This is a follow up of my previous question How can I use a look after to match either a single or a double quote?. Say we have a Python file with this content:
hello.this_is("bla bla bla")
some random text
hello.this_is('hello hello') hello.this_is("bla")
hello.this_is("1hello") hello.this_is("2hello")
other stuff
I want to extract all the strings within quotes in hello.this_is(
, either single or double quotes, so my output is like:
bla bla bla
hello hello
bla
1hello
2hello
From the answers on the other question I ended up having this expression:
grep -Po '(?<=hello\.this_is\((["'\''])).*(?=\1)' file
Which works well... unless there are two matches of hello.this_is()
in the same line and using the same kind of quotes.
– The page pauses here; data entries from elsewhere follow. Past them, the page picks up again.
PR #467, opened 2018-12-04
Fix the flickering issue in macOS 10.14

### LINKED ISSUE #414: Window flickers on macOS Mojave 10.14 with included Python 2.7.10
So this is a bit of an interesting issue, but luckily there is at least one solution. After building Panda3D successfully after resolving the issue noted on #412, I encountered an issue where the window would flicker, demonstrated [here](https://www.youtube.com/watch?v=CeJW6-WPdaA). This video demonstrates two scenarios: the first scenario is attempting to run a ShowBase instance using /usr/bin/python2.7 (The included copy of Python 2.7 in macOS, which on Mojave is 2.7.10), and the second scenario is attempting to run a ShowBase instance using python (Python 2.7 installed via Homebrew, which is 2.7.15). You'll notice that running Panda3D under the copy of Python 2.7 installed via Homebrew works as intended, but running Panda3D under the copy of Python 2.7 provided by Apple results in window flickering. This will likely be something worth noting in the README for macOS.

treamology:
It looks like this only happens when building with the 10.14 SDK, which is why we were seeing it so inconsistently. Fixes #414.

### DIFF
--- a/panda/src/cocoadisplay/cocoaPandaView.mm
+++ b/panda/src/cocoadisplay/cocoaPandaView.mm
@@ -26,6 +26,10 @@
   [self setCanDrawConcurrently:YES];
 #endif
 
+  // If a layer ends up becoming attached to the view, tell AppKit we'll manage
+  // the redrawing since we're doing things our own way.
+  self.layerContentsRedrawPolicy = NSViewLayerContentsRedrawNever;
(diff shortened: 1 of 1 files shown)


rdb:
Thanks a ton!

In that case, the output is like:
bla bla bla
hello hello
bla
1hello") hello.this_is("2hello # this is wrong
That is, the .*(?=\1)
is a greedy match, so it matches until the last occurrence of the captured group happens again, instead of matching two different patterns.
How can I change the regex in Grep so that it matches everything up to the next captured group in a non greedy way?
To have a very simplified example, it would be like if we want to get all the numbers between the "hello" text in "hello23hello24hello25". Ideally you would get "23" and "24", but instead I get:
$ grep -Po '(?<=(hello)).+(?=\1)' <<< "hello23hello24hello25"
23hello24
Using a more representative example, let's say we use the capture group to match either "hello" or "hillo" in this example:
$ grep -Po '(?<=(hello|hillo)).+(?=\1)' <<< "hello23hello24hello25hillo26hillo27"
23hello24
26
While the desired output would be "23", "24", "26".
I was thinking of replacing the .+
pattern with something like [^\1]+
so it matches everything but the captured group... but it does not work.